PR #1301, opened 2020-09-04
Service for custom social network icons

vorfolomey:


core/src/main/java/greencity/dto/user/UserProfileDtoResponse.java
```diff
@@ -14,7 +16,7 @@
     private String firstName;
     private String city;
     private String userCredo;
-    private List<String> socialNetworks;
+    private List<SocialNetworkResponseDTO> socialNetworks = new ArrayList<>();
```
antonbakalets, line 19: Field initialization is the Mapper responsibility.

core/src/main/java/greencity/mapping/MultipartBase64ImageMapper.java
```diff
@@ -40,7 +37,14 @@ protected MultipartFile convert(String image) {
             ImageIO.write(bufferedImage, "png", tempFile);
             FileItem fileItem = new DiskFileItem("mainFile", Files.probeContentType(tempFile.toPath()),
                 false, tempFile.getName(), (int) tempFile.length(), tempFile.getParentFile());
-            fileItem.getOutputStream();
+            InputStream input = new FileInputStream(tempFile);
```
antonbakalets, line 40: - This is not really optimal to copy byte by byte.
- IOStreams should be closed (using try-with-resources block)

To sum up: you can use https://commons.apache.org/proper/commons-io/apidocs/org/apache/commons/io/IOUtils.html#copy-java.io.InputStream-java.io.OutputStream-

Here and in two more places

core/src/main/java/greencity/entity/SocialNetwork.java
```diff
@@ -0,0 +1,28 @@
...
+public class SocialNetwork {
+    @Id
+    @GeneratedValue(strategy = GenerationType.IDENTITY)
+    private Long id;
+
+    @Length(min = 1, max = 500)
+    @Column(name = "social_network_url", length = 500)
+    String url;
+
+    @ManyToOne(fetch = FetchType.LAZY)
```
antonbakalets, line 23: I don't think it should be LAZY from this side of the connection.

core/src/main/java/greencity/entity/SocialNetwork.java
```diff
@@ -0,0 +1,28 @@
...
+    User user;
+
+    @OneToOne(fetch = FetchType.LAZY)
+    SocialNetworkImage socialNetworkImage;
```
antonbakalets, line 27: This one also not really LAZY as almost always you will be loading user social networks with corresponding image.

core/src/main/java/greencity/service/impl/SocialNetworkServiceImpl.java
```diff
@@ -0,0 +1,43 @@
...
+        List<SocialNetwork> listSocialNetwork = socialNetworkUrls.stream()
+            .map(url ->
+                SocialNetwork.builder()
+                    .url(url)
+                    .user(user)
+                    .socialNetworkImage(socialNetworkImageService.getSocialNetworkImageByUrl(url))
+                    .build()
+            )
+            .collect(Collectors.toList());
+        socialNetworkRepo.deleteAllByUserIs(user);
```
antonbakalets, line 39: Can you please check if the following will work instead (please check logged SQL statements):
```
user.getSocialNetworks().clear();
user.setSocialNetworks(listSocialNetwork);
```
If that is the case you will be able to remove those Repos. Sometime JPA can do some magic...

antonbakalets (changes requested):

core/src/main/java/greencity/entity/SocialNetwork.java
vorfolomey: What does that mean?

core/src/main/java/greencity/entity/SocialNetwork.java
vorfolomey: Okay

Yura09 (approved):

core/src/main/java/greencity/service/impl/SocialNetworkServiceImpl.java
vorfolomey: Попробував. Не працює чогось. Тільки в об'єкті зміни, але в бд нічого не міняється

TarasDovganyuk (approved):

MarDatsko (approved):

eyouu (approved):

core/src/main/java/greencity/service/impl/SocialNetworkServiceImpl.java
```diff
@@ -0,0 +1,41 @@
...
+        List<SocialNetwork> listSocialNetwork = socialNetworkUrls.stream()
+            .map(url ->
+                SocialNetwork.builder()
+                    .url(url)
+                    .user(user)
+                    .socialNetworkImage(socialNetworkImageService.getSocialNetworkImageByUrl(url))
+                    .build()
+            )
+            .collect(Collectors.toList());
+        user.getSocialNetworks().clear();
```
antonbakalets, line 37: Please move those two lines out of this method (one level up), then:

- remove parameter user

antonbakalets (approved):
########
**Exercise goal:**
Retype the material above in full, exactly.

**Answer to the problem:**
PR #1301, opened 2020-09-04
Service for custom social network icons

vorfolomey:


core/src/main/java/greencity/dto/user/UserProfileDtoResponse.java
```diff
@@ -14,7 +16,7 @@
     private String firstName;
     private String city;
     private String userCredo;
-    private List<String> socialNetworks;
+    private List<SocialNetworkResponseDTO> socialNetworks = new ArrayList<>();
```
antonbakalets, line 19: Field initialization is the Mapper responsibility.

core/src/main/java/greencity/mapping/MultipartBase64ImageMapper.java
```diff
@@ -40,7 +37,14 @@ protected MultipartFile convert(String image) {
             ImageIO.write(bufferedImage, "png", tempFile);
             FileItem fileItem = new DiskFileItem("mainFile", Files.probeContentType(tempFile.toPath()),
                 false, tempFile.getName(), (int) tempFile.length(), tempFile.getParentFile());
-            fileItem.getOutputStream();
+            InputStream input = new FileInputStream(tempFile);
```
antonbakalets, line 40: - This is not really optimal to copy byte by byte.
- IOStreams should be closed (using try-with-resources block)

To sum up: you can use https://commons.apache.org/proper/commons-io/apidocs/org/apache/commons/io/IOUtils.html#copy-java.io.InputStream-java.io.OutputStream-

Here and in two more places

core/src/main/java/greencity/entity/SocialNetwork.java
```diff
@@ -0,0 +1,28 @@
...
+public class SocialNetwork {
+    @Id
+    @GeneratedValue(strategy = GenerationType.IDENTITY)
+    private Long id;
+
+    @Length(min = 1, max = 500)
+    @Column(name = "social_network_url", length = 500)
+    String url;
+
+    @ManyToOne(fetch = FetchType.LAZY)
```
antonbakalets, line 23: I don't think it should be LAZY from this side of the connection.

core/src/main/java/greencity/entity/SocialNetwork.java
```diff
@@ -0,0 +1,28 @@
...
+    User user;
+
+    @OneToOne(fetch = FetchType.LAZY)
+    SocialNetworkImage socialNetworkImage;
```
antonbakalets, line 27: This one also not really LAZY as almost always you will be loading user social networks with corresponding image.

core/src/main/java/greencity/service/impl/SocialNetworkServiceImpl.java
```diff
@@ -0,0 +1,43 @@
...
+        List<SocialNetwork> listSocialNetwork = socialNetworkUrls.stream()
+            .map(url ->
+                SocialNetwork.builder()
+                    .url(url)
+                    .user(user)
+                    .socialNetworkImage(socialNetworkImageService.getSocialNetworkImageByUrl(url))
+                    .build()
+            )
+            .collect(Collectors.toList());
+        socialNetworkRepo.deleteAllByUserIs(user);
```
antonbakalets, line 39: Can you please check if the following will work instead (please check logged SQL statements):
```
user.getSocialNetworks().clear();
user.setSocialNetworks(listSocialNetwork);
```
If that is the case you will be able to remove those Repos. Sometime JPA can do some magic...

antonbakalets (changes requested):

core/src/main/java/greencity/entity/SocialNetwork.java
vorfolomey: What does that mean?

core/src/main/java/greencity/entity/SocialNetwork.java
vorfolomey: Okay

Yura09 (approved):

core/src/main/java/greencity/service/impl/SocialNetworkServiceImpl.java
vorfolomey: Попробував. Не працює чогось. Тільки в об'єкті зміни, але в бд нічого не міняється

TarasDovganyuk (approved):

MarDatsko (approved):

eyouu (approved):

core/src/main/java/greencity/service/impl/SocialNetworkServiceImpl.java
```diff
@@ -0,0 +1,41 @@
...
+        List<SocialNetwork> listSocialNetwork = socialNetworkUrls.stream()
+            .map(url ->
+                SocialNetwork.builder()
+                    .url(url)
+                    .user(user)
+                    .socialNetworkImage(socialNetworkImageService.getSocialNetworkImageByUrl(url))
+                    .build()
+            )
+            .collect(Collectors.toList());
+        user.getSocialNetworks().clear();
```
antonbakalets, line 37: Please move those two lines out of this method (one level up), then:

- remove parameter user

antonbakalets (approved):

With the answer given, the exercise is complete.